*REQUIRED ACTION*
Answer with the exact lines of the following material from the one containing "Fix Role Authority Editability" through the one containing "In working on", both end lines included.

*DATA PROVIDED*
== == ==
PR #1115, opened 2025-02-24
Improve module Haddocks

meooow25:
* Make module Haddocks largely consistent across Set, Map, IntSet, IntMap, Seq.
* Make public modules for each structure (e.g. Data.Map, Data.Map.Lazy, Data.Map.Strict) have similar structure and content. This means some duplication of text, but there is no way to avoid it.
* Trim down internal module Haddocks (e.g. Data.Map.Internal) to a structure description and references. There is no need to repeat everything in the public module.
* Add a few lines about the complexity of common operations on each set and map structure. Notably, union and intersection are mentioned with a clear description of 'm' and 'n', to reduce the chances that a reader assumes them to be tied to positions and not sizes.

(The last bit is motivated by https://github.com/haskell/containers/pull/1110#issuecomment-2676750220)


Lysxia (approved):
This looks nice!

meooow25:
Thanks!

PR #1117, opened 2025-02-27
Remove unused TypeError util

meooow25:
Remove Utils.Containers.Internal.TypeError, which is currently unused.

We can bring it back in the future if we need to.


treeowl:
It was an interesting experiment, but it didn't work out so well in the end with compat policies.

PR #1139, opened 2025-04-30
Update compareSize implementations

meooow25:
The previous implementations went straight down the left spine, which does not match the documented complexity. We must decrement and potentially return at each step to meet O(min(n,c)).

Also add some benchmarks for size and compareSize.

For #826.

---

Benchmarks on GHC 9.10.1:

IntMap

```
Name             Time - - - - - - - -    Allocated - - - - -
compareSize:2     25 ns  6.0 ns  -76%     24 B    24 B    +0%
compareSize:n    7.4 μs  7.3 μs   -1%     36 B    35 B    -2%
```

IntSet

```
Name                    Time - - - - - - - -    Allocated - - - - -
compareSize:2            16 ns  6.4 ns  -60%     24 B    24 B    +0%
compareSize:n           255 ns  270 ns   +5%     32 B    32 B    +0%
compareSize:sparse:2     28 ns  6.4 ns  -76%     24 B    24 B    +0%
compareSize:sparse:n     17 μs   18 μs   +4%     35 B    40 B   +14%
```

### DIFF
--- a/containers-tests/benchmarks/IntMap.hs
+++ b/containers-tests/benchmarks/IntMap.hs
@@ -79,6 +79,9 @@ main = do
             whnf (uncurry M.withoutKeys) (m_random, s_random2)
         , bench "restrictKeys:random" $ -- large keys, no overlap
             whnf (uncurry M.restrictKeys) (m_random, s_random2)
+        , bench "size" $ whnf M.size m
+        , bench "compareSize:2" $ whnf (flip M.compareSize 2) m
+        , bench "compareSize:n" $ whnf (flip M.compareSize bound) m
         , bgroup "folds" $ foldBenchmarks M.foldr M.foldl M.foldr' M.foldl' foldMap m
         , bgroup "folds with key" $
             foldWithKeyBenchmarks M.foldrWithKey M.foldlWithKey M.foldrWithKey' M.foldlWithKey' M.foldMapWithKey m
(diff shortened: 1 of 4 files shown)


treeowl:
I didn't look at this earlier, but ... it seems like a bit of a mess. I can't make head or tail of what's going on. That outer comparison to 0 feels like a hack, and potentially an inefficient one at that. Going down a left branch is not the same as going down a right branch, and it kind of feels like maybe that gets lost? Unclear. I also can't tell if this code takes full advantage of the fact that `Nil` can't be a child of `Bin`.

meooow25:
As the author I might be biased, but I don't find it complicated 😅 
We just decrement `c` for each `Bin` we find. If it drops below 0, we are done. Happy to add some explanatory comments, but I'm not sure what I can write that is not already conveyed by the code.

> I also can't tell if this code takes full advantage of the fact that `Nil` can't be a child of `Bin`.

It does, in the branch `go _ c = c` it can only be a `Tip` and so it doesn't inspect the map.

treeowl:
Do you think you could add a few comments? And explain why we compare calculated values?

treeowl:
I think I see where I erred. I missed the fact that `compareSize` can't take quite as many shortcuts as a hypothetical `sizeAtLeast`. For example, `sizeAtLeast 2 (Bin p l r)` is always true, without needing to look at `p`, `l`, or `r`. However, `compareSize (Bin p l r) 2` can be either `EQ` or `GT`, depending on whether at least one of the children is `Bin`. I dunno if it's worth adding another function to get that shortcut.

treeowl:
However, I believe there may be a little room for improvement. In particular, I would try breaking the `go` function into `goL` and `goR`. `goR` can be tail recursive, which saves on popping up the stack comparing.

meooow25:
> However, I believe there may be a little room for improvement. In particular, I would try breaking the `go` function into `goL` and `goR`. `goR` can be tail recursive, which saves on popping up the stack comparing.

`go` is already tail recursive in the call to `go r`. I don't think I see the improvement you're referring to, would you mind writing it out?

PR #1143, opened 2025-05-12
Fix haddocks of Data.IntMap.compose

tomsmeding:
The words "former" and "latter" in the documentation of `compose` on `IntMap` were swapped. This PR puts them the right way round.

### DIFF
--- a/containers/src/Data/IntMap/Internal.hs
+++ b/containers/src/Data/IntMap/Internal.hs
@@ -811,9 +811,8 @@ disjoint t1@(Bin p1 l1 r1) t2@(Bin p2 l2 r2) = case treeTreeBranch p1 p2 of
 {--------------------------------------------------------------------
   Compose
 --------------------------------------------------------------------}
--- | Relate the keys of one map to the values of
--- the other, by using the values of the former as keys for lookups
--- in the latter.
+-- | Given maps @bc@ and @ab@, relate the keys of @ab@ to the values of @bc@,
+-- by using the values of @ab@ as keys for lookups in @bc@.
 --
 -- Complexity: \( O(n * \min(m,W)) \), where \(m\) is the size of the first argument
 --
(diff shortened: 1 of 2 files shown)


Mikolaj (approved):
LGTM

alexfmpe:
Mind fixing this in `Data.Map.compose` as well?

meooow25:
The docs say

```hs
-- | Relate the keys of one map to the values of
-- the other, by using the values of the former as keys for lookups
-- in the latter.
...
compose :: IntMap c -> IntMap Int -> IntMap c
```

which looks correct to me:

```hs
-- | Relate the keys of one map (IntMap Int) to the values of
-- the other (IntMap c), by using the values of the former (IntMap Int) as keys for lookups
-- in the latter (IntMap c).
```

tomsmeding:
Ah, my bad. You are both correct:
1. The hadocks for `Data.Map` could to be improved too
2. The issue is not actually with former/latter, but with the fact that the "former" is the _second_ argument to `compose` and the "latter" is the _first_ argument to compose, which confused me, @Mikolaj and @alexfmpe -- @meooow25 was the first to notice.

I've force-pushed a new suggestion. Thanks for reading critically!

Mikolaj:
Aha! "Relate" as in "map", as opposed to as in "identify". I think this proves the text needs to be rephrased totally.

tomsmeding:
I think "relate" can be justified, because a Map (and an IntMap) is, after all, a [relation](https://en.wikipedia.org/wiki/Finitary_relation).

alexfmpe:
Maybe "link" ?

tomsmeding:
Perhaps:
> Given maps `bc` and `ab`, build a new map that relates keys of `ab` to values of `bc`, by using the values of `ab` as keys for lookups in `bc`.

This still uses "relates", but uses it in a way that makes it fairly unambiguous what it means, I think. @Mikolaj?

meooow25 (approved):
Thanks, this does seem like an improvement.

PR #16568, opened 2024-05-08
Fix Role Authority Editability

### LINKED ISSUE #16565: Changes to a Role’s definition do not carry through to related ACL entries
### Summary
In working on a solution for #16048, I discovered that changes to a Role definition—specifically its authority—do not update ACL entries that use the Role.

### Step to reproduce

1. Create at least one Role (via ACLs, Roles tab).
2. Assign this Role anywhere access permissions can be defined. An easy area to observe this is in the Media Source editing panel.
3. Change the Role's authority (via ACLs, Roles tab).
4. Return to the object for which you assigned permissions using this Role.

### Observed behavior
The ACL in question (where you changed its Role's authority) will no longer appear on the object.

### Expected behavior
Updates to Role authority should also update all objects that use the Role in an ACL.

### Note
This root cause of this is what I suspect is a bit of a data design flaw: A _value_ of the Role (the `authority`) is what's saved in every ACL's db entry, not its _primary key_ (`id` in this case). This complicates matters when we need to update an assigned Role. Now, we'll need to search through every ACL table for entries where the given `authority` value exists. Perhaps this can be redesigned in the future, but I know that wouldn't be possible until a feature release at the very least, and maybe not until the next major release. Something to consider...

### Environment
MODX 2.8.7 and 3.1.0-dev (and presumably any version of 3.x)

smg6511:
### What does it do?
Add new listener routine to restrict editing based on whether a Role is assigned to an ACL entry. Also:

1. Adds new UI feedback, both a lock icon (instead of pencil) on hover of authority as well as an alert dialog when double-clicking on locked authority
2. Ensures authority cannot be deleted in grid editor
3. Remove pencil icon for cells of non-editable Roles

### Why is it needed?
The ability to edit an assigned Role's authority leads to orphaned ACL rules that not longer show up in the manager, yet remain in the database. See the referenced issue below.

### How to test

1. Rebuild template (grunt build) and clear manager and browser caches
2. Create a few Roles under the Access Control Lists section
3. Assign at least one Role to any ACL entry of your choice
4. Verify that the assigned Roles' authority is locked in the Roles grid
5. Verify that unassigned Roles remain fully editable in the Roles grid (authority is unlocked)

### Note
The initial commit contains all substantive changes, while the follow up is just code-style/optimization oriented.

### Related issue(s)/PR(s)
Resolves #16565


Mark-H (approved):

Ibochkarev (approved):

opengeek:
As mentioned out of context in #16469, I think we need to consider just letting authority be presented/editable directly as an integer authority value when editing ACLs. Or don't allow ACLs to be edited at all, only allowing them to be created (setting the authority from a role) and deleted.

opengeek:
Actually, if we make modUserGroupRole.authority a unique index, we can rely on the link between a role and an authority. If no one has objections, I'll make this change, add the appropriate upgrade scripts, and add an upgrade test to ensure there are not multiple modUserGroupRole objects with the same authority before the upgrade to 3.1 can be executed. Then this PR can stand as is.

smg6511:
> make modUserGroupRole.authority a unique index

Makes sense to me ;-)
== == ==
*TASK OUTPUT*
Fix Role Authority Editability

### LINKED ISSUE #16565: Changes to a Role’s definition do not carry through to related ACL entries
### Summary
In working on a solution for #16048, I discovered that changes to a Role definition—specifically its authority—do not update ACL entries that use the Role.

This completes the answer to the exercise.